Saved data entries:
PR #89, opened 2016-08-08
Add examples

### LINKED ISSUE #27: Add examples to README
Add examples to README as discussed in https://github.com/js-reporters/js-reporters/pull/25#issuecomment-130709569.

flore77:
Fixes #27.


flore77:
I guess this example should be enough. By adding 2 examples would be too long, maybe adding to this one also a global test. I am not sure.

For an implementation example, I think if we provide links to exiting implementationa in real tools, would be enough, or even better?

README.md
```diff
@@ -79,6 +79,247 @@ For `testStart` and `testEnd`, the corresponding test object is passed to the re
 
 When `runStart`, `suiteStart` and `testStart` are emitted, the `status`, `runtime` and `errors` attributes are `undefined`.
 
+## Example
+
+Lets take the below testsuite and see how the reporting shoud be, based on the standard presented above. For implementations examples please check [Usage](#usage) and [Integrations](#integrations) below for implementations in real tools.
```
jzaefferer: s/shoud/should

s/implementations/implementation (the plural s is already on "examples")

Let's drop "for implementations in real tools", that's redundant.

README.md
```diff
@@ -79,6 +79,247 @@ For `testStart` and `testEnd`, the corresponding test object is passed to the re
...
+  it('test1', function() {
+    expect(true).to.be.true;
+    expect(true).to.be.false;
+  });
+});
+```
+
+The emitted events and data will be in the following order:
+
+- **runStart**:
```
jzaefferer: Having an example at this level of detail makes sense, but its too long for this document. Let's extract that to a separate file (`example.md`? `docs/example.md`?). Maybe we can include a compressed version here, something like...

```md
* **runStart**: `{ name: undefined, childSuites: [Suite('suite1')] }`
* **suiteStart**: `{ name: 'suite1', childSuites: [Suite('suite2')] }`
...
```

README.md
```diff
@@ -79,6 +79,247 @@ For `testStart` and `testEnd`, the corresponding test object is passed to the re
...
+    passed: 1,
+    failed: 1,
+    skipped: 0,
+    total: 2
+  },
+  runtime: 3
+}
+```
+
+## Usage
```
jzaefferer: How about "Usage of the adapters"?

README.md
```diff
@@ -79,6 +79,247 @@ For `testStart` and `testEnd`, the corresponding test object is passed to the re
...
+ } else if (jasmine) {
+  runner = new JsReporters.JasmineAdapter(jasmine.getEnv());
+ }
+ 
+ // Listen to the same events for any testing framework.
+ runner.on('runStart', function(globalSuite) {
+   ...
+ });
+ 
+ runner.on('testEnd', function(test) {
```
jzaefferer: Let's listen to `testEnd` and print failed assertions and `runEnd` and print a summary. That would be a more useful and practical example.

README.md
```diff
@@ -79,6 +79,247 @@ For `testStart` and `testEnd`, the corresponding test object is passed to the re
...
+   ...
+ });
+ 
+ // Or use one of the built-in reporters.
+ JsReporters.TapReporter.init(runner);
+```
+
+## Integrations
+
+ - [BrowserStack](https://github.com/browserstack/browserstack-runner/blob/master/lib/_patch/reporter.js)
```
jzaefferer: Its "browserstack-runner", BrowserStack is the product, browserstack-runner the tool making use of the product.

flore77: Sorry about this, I keep doing this mistake, but browserstack is shorter than browserstack-runner :laughing:

flore77:
@jzaefferer please review

README.md
```diff
@@ -110,6 +110,53 @@ Based on the discussion in [#79](https://github.com/js-reporters/js-reporters/is
 
 Additional properties (not defined here) can be added to the Assertion object.
 
+## Details
+
+For details please check out the [docs](https://github.com/js-reporters/js-reporters/blob/add-examples/docs) and especially the [example](https://github.com/js-reporters/js-reporters/blob/add-examples/docs/example.md) which presents a testsuite and its reporting data based on the standard presented above.
```
jzaefferer: The paths are wrong, need to remove the extra "add-". Might also be better to use relative links, since absolute links "break" for forks.

README.md
```diff
@@ -110,6 +110,53 @@ Based on the discussion in [#79](https://github.com/js-reporters/js-reporters/is
...
+
+For implementations examples please check [Usage of the adapters](#usage-of-the-adapters) and [Integrations](#integrations).
```
jzaefferer: Remove plural S on "implementations"

README.md
```diff
@@ -110,6 +110,53 @@ Based on the discussion in [#79](https://github.com/js-reporters/js-reporters/is
...
+  runner = new JsReporters.JasmineAdapter(jasmine.getEnv());
+}
+ 
+ // Listen to the same events for any testing framework.
+ runner.on('testEnd', function(test) {
+   console.log('Test %s has errors:', test.fullname.join(' '), test.errors);
+ });
+ 
+ runner.on('runEnd', function(globalSuite) {
+   var testCounts = globalSuite.testCounts;
```
jzaefferer: Drop this or use it

README.md
```diff
@@ -110,6 +110,53 @@ Based on the discussion in [#79](https://github.com/js-reporters/js-reporters/is
...
+   
+   console.log('Build status: %d', globalSuite.status);
```
jzaefferer: s/Build/Test? "Build" seems odd.

README.md
```diff
@@ -110,6 +110,53 @@ Based on the discussion in [#79](https://github.com/js-reporters/js-reporters/is
...
+## Usage of the adapters
+
+Listen to the events and receive the emitted data:
+
+```js
+var runner;
+
+// Attach the adapter.
+if (QUnit) {
+  runner = new JsReporters.QUnitAdapter(QUnit);
```
jzaefferer: I wonder if we should add something like `var runner = JsReporters.guess()`, which looks at globals like this if/else/else does and throws an error when it can't find any framework.

jzaefferer:
The readme should linke to `docs/frameworks.md` somewhere.

README.md
flore77: I am using it below.

README.md
flore77: Yes, sounds good. I will make a separate pr.

README.md
flore77: I was thinking to underline how easily is to get the status for the whole testing, like for continuous integration.

Maybe "Testing status" or "Testsuite status", "Test" sounds a little bit confusing, because you we'll think that is the status only of one test.

README.md
jzaefferer: Oops, right, nevermind

README.md
jzaefferer: "Testsuite status" seems good to me

jzaefferer:
Still missing a direct reference to `docs/frameworks.md` in the README, other looking good.

jzaefferer:
That sounds good!

README.md
```diff
@@ -156,6 +156,17 @@ if (QUnit) {
 
  - [browserstack-runner](https://github.com/browserstack/browserstack-runner/blob/master/lib/_patch/reporter.js) 
 
+## Differences
+
+This section is dedicated to explain the limitations of the adapters in report to the standard.
```
jzaefferer: "in respect"? Instead of "in report"

README.md
```diff
@@ -156,6 +156,17 @@ if (QUnit) {
...
 
+## Differences
+
+This section is dedicated to explain the limitations of the adapters in report to the standard. 
+
+The only limitation is the emitting order, which is not done in source order:
+
+- Jasmine: the emitting order of the tests will be the one from Jasmine
+- Mocha: the emitting order of the tests will be the one from Mocha
+- QUnit: the suites will be emitted in source order, but how a suite was emitted all its tests will be also emitted no matter the source order
```
jzaefferer: I don't understand the part from ",but how", can you rephrase that?

flore77:
@jzaefferer done.

jzaefferer:
Nice, much more clear now. Should be good to land.

PR #90, opened 2016-08-15
Add autoregister function

flore77:
This adds an `autoregister` function in which js-reporters checks for global testing frameworks and registers the respective adapter returning the runner.


lib/helpers.js
```diff
@@ -0,0 +1,21 @@
...
+  var runner
+
+  if (QUnit) {
+    runner = new QUnitAdapter(QUnit)
+  } else if (mocha) {
+    runner = new MochaAdapter(mocha)
+  } else if (jasmine) {
+    runner = new JasmineAdapter(jasmine.getEnv())
+  } else {
+    throw new Error('JsReporters: No testing framework was found')
```
jzaefferer: Could mention the supported frameworks here.

jzaefferer:
Adding a function without tests and not even docs seems fishy. How do we know it works?

flore77:
You are right, I will add some unit tests.

flore77:
@jzaefferer I tried to create some unit tests, but I am not able to mock `QUnitAdapter` functions, because internally in the bundle there is something like:

```js
  var QUnitAdapter = function() {
    ...
  };

  function autoRegister() {
    if (QUnit) {
      var runner = new QUnitAdapter(QUnit);
    }
    ....
  }

  var index = {
    QUnitAdapter: QUnitAdapter
    ...
  };

  return index;
```

Basically I am mocking `index.QUnitAdapter`, but this is not used inside the module and I don't know how to get to the internal `QUnitAdapter` to mock it. Any idea for a workaround ? Or how we should test it?

jzaefferer:
Can you mock `QUnit` and test if any of its methods get called by the adapter?

test/unit/helpers.js
```diff
@@ -0,0 +1,71 @@
...
+
+      JsReporters.autoRegister()
+
+      expect(GLOBAL.QUnit.begin).to.have.been.calledOnce
+
+      delete GLOBAL.QUnit
+    })
+
+    it('should register the MochaAdapter', function () {
+      GLOBAL.QUnit = undefined
```
jzaefferer: Why is this needed?

test/unit/helpers.js
```diff
@@ -0,0 +1,71 @@
...
+        log: dummyFunc,
+        testDone: dummyFunc,
+        done: dummyFunc
+      }
+
+      JsReporters.autoRegister()
+
+      expect(GLOBAL.QUnit.begin).to.have.been.calledOnce
+
+      delete GLOBAL.QUnit
```
jzaefferer: Might be good to move this to an `afterEach`, to prevent this from leaking into another test.

test/unit/helpers.js
```diff
@@ -0,0 +1,71 @@
...
+      GLOBAL.QUnit = undefined
+      GLOBAL.mocha = {
+        reporter: sinon.stub()
+      }
+
+      JsReporters.autoRegister()
+
+      expect(GLOBAL.mocha.reporter).to.have.been.calledOnce
+
+      delete GLOBAL.Jasmine
```
jzaefferer: This looks wrong, should be removing `GLOBAL.mocha` instead

lib/helpers.js
```diff
@@ -0,0 +1,26 @@
...
+  var runner
+
+  if (QUnit) {
+    runner = new QUnitAdapter(QUnit)
+  } else if (mocha) {
+    runner = new MochaAdapter(mocha)
+  } else if (jasmine) {
+    runner = new JasmineAdapter(jasmine.getEnv())
+  } else {
+    throw new Error(`JsReporters: No Qunit, Mocha or Jasmine
```
jzaefferer: How about "Failed to register js-reporters adapater. Supported frameworks are: QUnit, Mocha, Jasmine"?

jzaefferer:
Still missing docs. What's here looks good.

flore77:
@jzaefferer do you agree with https://github.com/js-reporters/js-reporters/pull/90/commits/2c452e11f437e01d5bb8bea6167a3e33c943fc02?

I also added the docs.

When this function will run in the browser? Will work? Shoud we do:
```js
  if (QUnit || window.QUnit) {
    ...
  }
  ...
```

index.js
```diff
@@ -4,7 +4,7 @@ import MochaAdapter from './lib/adapters/MochaAdapter.js'
 import TapReporter from './lib/reporters/TapReporter.js'
 import ConsoleReporter from './lib/reporters/ConsoleReporter.js'
 import {Assertion, Test, Suite} from './lib/Data.js'
-import {autoRegister} from './lib/helpers.js'
```
jzaefferer: I don't understand this change: What was the motivation? This looks worse to me, compared to what it was before.

README.md
```diff
@@ -152,6 +144,12 @@ if (QUnit) {
  JsReporters.TapReporter.init(runner);
 ```
 
+## API
+
+**autoRegister()**
+
+Auto registers one of the existing adapters by checking for existing testing frameworks in the global scope and returns the runner to attach event listeners.
```
jzaefferer: I guess this is the place to also document the `Suite` and `Test` classes?

README.md
```diff
@@ -152,6 +144,12 @@ if (QUnit) {
  JsReporters.TapReporter.init(runner);
 ```
 
+## API
+
+**autoRegister()**
```
jzaefferer: Usually a usage example is pretty much required. In this case, pointing out the example above would be fine.

jzaefferer:
I'm not sure about the browser globals, definitely need to test that.

Maybe we can run one of the test suites in PhantomJS? That's relatively easy to get running on CI.

index.js
flore77: I have done this to be easier to export the whole `helpers`. For example if you want to use some functions to from the `helpers` to can easily import it, not to require every function like:
```js
import {createSuiteStart, createSuiteEnd, createTestStart, createTestEnd} from 'js-reporters/lib/helpers'
```
to be instead:
```js
import helpers from `js-reporters/lib/helpers`
```

flore77: Although every function will be [exported individually](https://github.com/js-reporters/js-reporters/blob/349292be2e8e115b71b476b487897080055a93c4/index.js#L18).

README.md
flore77: I will document them in #92.

flore77:
Which test suite do you mean to run in PhantomJS? And how should I do it, if you can provide some more details. I found [mocha-phantomjs](https://github.com/nathanboktae/mocha-phantomjs) to run mocha tests.

index.js
jzaefferer: You don't need this default export for that. Instead do `import * as helpers from '...'`.

flore77: You are right!

jzaefferer:
That is still on phantomjs 1.x, maybe https://github.com/nathanboktae/mocha-phantomjs-core is a better choice? I can't quite tell what the difference is...

flore77:
@jzaefferer I don't know if that package would work since we have also `chai` and espacially `sinon`. I will have a better look.

Meanwhile I have managed to run the tests in the browser with `Karma` and `Webpack`, which I must admit is pretty difficult to setup. `Sinon` is making a lot of trouble when bundled with `Webpack`, I used the `2.0.0-pre` version which was ok, but this version does not satisfy some peer dependencies, but anyway they seem to work. 

But now i have some problem with `GLOBAL` which is not defined in the browser. I tried to do something like `var gl = GLOBAL || global`, but the tests fail anyway with the error `GLOBAL is undefined`. Why isn't it evaluated to `undefined`? Maybe Karma runs the tests in `strict mode`?

flore77:
I managed to run the `helpers` unit tests also in the browser, I have done some tricks to make it work with sinon. 

It does not work for the `tap-reporter` tests, which are using `fake timers` (more specifically `sinon.test` I guess) and the tricks don't work for this. We can add them after sinon would make a release of it's second version, which works perfectly with webpack.

The tests are failing due to the new release of [Jasmine 2.5.0](https://github.com/jasmine/jasmine/releases), I will investigate.

jzaefferer:
Nice work! Should I review this now, or wait till you resolved the Jasmine issue?

flore77:
No, let me fix the Jasmine thing so we can see that everything is ok. 

I found the issue, it is something from Jasmine, from their node package, I already opened a pr, https://github.com/jasmine/jasmine-npm/pull/89. There should be some changes also in our repo, I will open a pr with the solution and explanations.

flore77:
@jzaefferer please review :smiley:

jzaefferer:
👍

PR #93, opened 2016-09-01
Fix reporter adding in Jasmine adapter

flore77:
This solves the adding of the jasmine adapter in a node env.

We cannot pass the `jasmine.env` to the reporter, we must pass in the `jasmine` object, which is a NodeJS helper over `jasmine-core`. We must use the `jasmine.addReporter` and **not** directly `jasmine.env.addReporter`, because then it will enter on this [branch](https://github.com/jasmine/jasmine-npm/blob/164b799c6e531f29b23722cf6975dfe1400ac7b6/lib/jasmine.js#L163) and jasmine will exit and kill the process. Using the `jasmine.addReporter` has some internal logic that holds from exiting.

Now the adapter has some extra logic to differentiate btw a node env and a browser env. Unfortunately we cannot test the browser part, because currently the tests are running only in a node env.

### DIFF
--- a/lib/adapters/JasmineAdapter.js
+++ b/lib/adapters/JasmineAdapter.js
@@ -10,17 +10,27 @@ export default class JasmineAdapter extends EventEmitter {
     super()
 
     this.jasmine = jasmine
+    // NodeJS/browser
+    this.env = jasmine.env || jasmine.getEnv()
     this.suites = {}
     this.tests = {}
 
-    jasmine.addReporter({
+    var reporter = {
       jasmineStarted: this.onJasmineStarted.bind(this),
       specDone: this.onSpecDone.bind(this),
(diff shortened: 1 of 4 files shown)


jzaefferer:
Looks good, except for failing tests.

Seems like this will need an update as well: https://github.com/js-reporters/js-reporters/pull/90/files#diff-27a1c86133de4310373decfdad200a91R19

flore77:
> Seems like this will need an update as well: https://github.com/js-reporters/js-reporters/pull/90/files#diff-27a1c86133de4310373decfdad200a91R19

This will be solved in #90, it will be rebased on the master after this pr will be merged.

Good to land? :smiley:

flore77:
I set jasmine to the last working versions, after a version with the fix will be published.

PR #94, opened 2016-12-10
Specify data for Todo tests

trentmwillis:
This proposes adding a new status of `todo` for both Suites and Tests. It is similar to the `skipped` status in that it should be counted separately from `passed` tests, but is also different because it is possible that `todo` tests can also fail.

`todo` should represent tests where there is some amount of incomplete work, meaning that there is at least one failing assertion in the test. These assertions should still be reported as normal, but should not cause a `todo` test to fail. A `todo` only fails when all assertions have passed. In that case, the status should be reported as `failed` so that reporters can properly notify that the feature is now implemented.

_Original discussion occurred in https://github.com/qunitjs/qunit/pull/1006._

cc @leobalter

### DIFF
--- a/README.md
+++ b/README.md
@@ -46,7 +46,7 @@ Based on the discussion in [#1](https://github.com/js-reporters/js-reporters/iss
  - `suiteEnd`:  Triggered at the end of each group of tests within a testsuite.
  - `runEnd`:  Indicates the end of a testsuite, triggered just once.
 
- 
+
 #### Selection Criteria
 
 The criteria for picking these event names included:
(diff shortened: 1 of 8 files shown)


jzaefferer:
The spec change looks alright. It would be nice to get the adapters updated as well, which would also tell us if any other framework has a similar feature. Considering that this spec still has almost zero traction, it might be a waste of time though.

trentmwillis:
As far as I can tell, no framework actually implements "todo" tests. Mocha and Jasmine have "pending" tests, but those are essentially the same as "skipped" tests (just no callback defined). Thus, I don't think updating the adapters at this point in time makes much sense (since we don't know what we're adapting).

trentmwillis:
Update: we're about to land `todo` tests in QUnit and have work in progress to land js-reporters shortly after that. In which case, we will be using the approach documented in this PR unless any objections get raised.

jzaefferer:
Could you add a note to the spec that `todo` is something new in QUnit, along with a link to the docs or something?

trentmwillis:
@jzaefferer I've updated this with more documentation for `todo`. I also added the data to the TapReporter, the Data helpers, and fixed CI.

That said, I still need to update the QUnitAdapter now, but I'd prefer to do that in a follow up PR to avoid this one getting to complex (though it might already be there).

PR #99, opened 2017-03-30
Readme: Use canonical path to QUnit repository

platinumazure:
GitHub will redirect jquery/qunit URLs to qunitjs/qunit, but it's good to just use the correct URLs going forward.


leobalter:
You may also change [`docs/frameworks.md` at line 74](https://github.com/js-reporters/js-reporters/blame/master/docs/frameworks.md#L74)

PR #102, opened 2017-05-17
Reporter: Print "actual:", "expected:" even if they are undefined

mo:
If "foo" was expected but the actual value was undefined, then print:

  actual: undefined
  expected: "foo"

If undefined was expected but "foo" was returned, then we print:

  actual: "foo"
  expected: undefined

NOTE: When "actual" and "expected" are both undefined, the error
being logged is not one comparing two values, for example:

  message: "Too many calls to the `assert.async` callback"
  severity: failed

### DIFF
--- a/lib/reporters/TapReporter.js
+++ b/lib/reporters/TapReporter.js
@@ -46,12 +46,14 @@ export default class TapReporter {
     console.log(`  message: "${error.message || 'failed'}"`)
     console.log(`  severity: ${severity || 'failed'}`)
 
-    if (error.actual) {
-      console.log(`  actual: ${JSON.stringify(error.actual, null, 2)}`)
+    if (error.hasOwnProperty('actual')) {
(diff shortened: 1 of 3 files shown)


lib/reporters/TapReporter.js
```diff
@@ -46,12 +46,14 @@ export default class TapReporter {
     console.log(`  message: "${error.message || 'failed'}"`)
     console.log(`  severity: ${severity || 'failed'}`)
 
-    if (error.actual) {
-      console.log(`  actual: ${JSON.stringify(error.actual, null, 2)}`)
+    if (error.hasOwnProperty('actual')) {
+      var actualStr = error.actual ? JSON.stringify(error.actual, null, 2) : 'undefined'
```
trentmwillis: This check should be stricter, otherwise we'll get `undefined` for any "falsy" value.

mo: fixed now

PR #107, opened 2018-05-19
Reporter: TapReporter align actual with expected.

rwjblue:
When comparing two strings, it is significantly easier to spot the difference when they are aligned. This change pads the label for `actual` with a couple of spaces so that the actual value is printed at the same indentation as the expected value. Previously the expected value was right shifted by 2 characters...

Before:

2018-05-18_23-31-32_65aka_tmux image

After:

2018-05-18_23-29-33_ogp95_tmux image


rwjblue:
Thoughts?

jzaefferer:
This certainly looks like an improvement!

PR #115, opened 2019-11-20
Reporter: Escape backslashes in YAML output

### LINKED ISSUE #114: Backslashes should be escaped in YAML strings.
If an error message contains backslashes, YAML output looks like this:

```yaml
  ---
  message: "Test failed\"
  severity: failed
  ...
```

which is not valid since the backslash now looks like it's escaping the closing double quote. Instead it should be:

```yaml
  ---
  message: "Test failed\\"
  severity: failed
  ...
```

jeberger:
Fixes #114

### DIFF
--- a/lib/reporters/TapReporter.js
+++ b/lib/reporters/TapReporter.js
@@ -42,7 +42,12 @@ export default class TapReporter {
   }
 
   quote (str) {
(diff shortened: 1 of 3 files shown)


Krinkle:
I believe this has since been fixed by https://github.com/js-reporters/js-reporters/pull/110.

Issue #105, opened 2017-12-18
`todo` property on assertions feels incorrect


keithamus:
In the current readme, assertion objects have a `todo` parameter - indicating whether or not this was part of a todo test. This feels invalid for a few reasons:

 - As a "separation of concerns" principle, the assertion should not know about its parent state.
 - More concretely to the above bullet point, assertion libraries such as [chai](https://github.com/chaijs/chai) _cannot_ know about the test state.
 - This doesn't seem to cover all states in a test, e.g. `skipped` isn't captured info in an assertion error. If skipped isn't, why is todo?
 - Existence of the property on the assertion object implies some assertions (within the same test suite) can be todo while others cannot. 
 - This violates the principle of single source of truth. What happens if my test object says its state is `"todo"` but my assertion object says `todo: false`? Which one do I believe?

My suggestion is to remove the `todo` property from the assertion object, and have it only exist as a state on the test object.

trentmwillis:
This reasoning seems sound. It was added to assertions data originally because the first implementation within QUnit required it to be present due to the way some of the test reporters work. That said, it should not be a *required* field due to the reasons you list above.

Krinkle:
Proposing we make this optional (or simply remove) in the next major release.

I'm interested to know what makes it hard to track in Chai. I completely agree on the separation of concerns and that Chai shouldn't have to track this state. I'm just curious as to why it would be difficult, as that might lead us to uncover a deeper compat issue or difference to be aware of and for us to document internally.

In particular, because consumers of js-reporters do need to know this information about each high-level test wrapper and will generally have that information available indirectly for each assertion, so that they could e.g. generate a nested or flat results lists as they wish where any test-information is repeated (e.g. by prefixing the suite names and test names, and their skipped/todo status etc.). Would that not be possible either?

@keithamus Could you elaborate on why Chai can't know about this state?

Krinkle:
I propose that we simply remove it entirely from assertion object. The spec allows additonal non-standard properties to exist, so this would be a backwards-compatible change to make.

Even on QUnit it is always decided per-test, it cannot be set per-assertion.

One thing to keep in mind is how reporters need to read the "todo" status. I recently rediscovered https://github.com/karma-runner/karma-qunit/issues/111 which suggests at least in the past there was confusing over how a reporter is meant to consume "todo" events - where Karma currently wrongly fails the build due to perceiving the todo failures as real failures.

keithamus:
[...]

PR #119, opened 2020-09-24
Spec: Remove "todo" from Assertion event data

Krinkle:
* This is redundant with the information already available in
  in the TestEnd event data.

* We don't know of any testing frameworks that support flipping
  the "todo" status on a per-assertion basis, nor does that
  seem likely in the future as "Todo test" is defined as a test
  with one or more expected failures.

* Presence of this in the spec was a barrier to entry as it means
  common assertion exception objects would require being cloned,
  mutated, or otherwise mapped to set accordingly.

Fixes https://github.com/js-reporters/js-reporters/issues/105.

### DIFF
--- a/lib/Data.js
+++ b/lib/Data.js
@@ -79,15 +79,13 @@ class Assertion {
    * @param {*} expected
    * @param {String} message
    * @param {String|undefined} stack
-   * @param {Boolean} todo
    */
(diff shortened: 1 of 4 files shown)


keithamus (approved):
:+1:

Directions for this task: Every line above that holds the word "message" is to be found and copied.

Response to this exercise:
  message: "Too many calls to the `assert.async` callback"
     console.log(`  message: "${error.message || 'failed'}"`)
     console.log(`  message: "${error.message || 'failed'}"`)
If an error message contains backslashes, YAML output looks like this:
  message: "Test failed\"
  message: "Test failed\\"
    * @param {String} message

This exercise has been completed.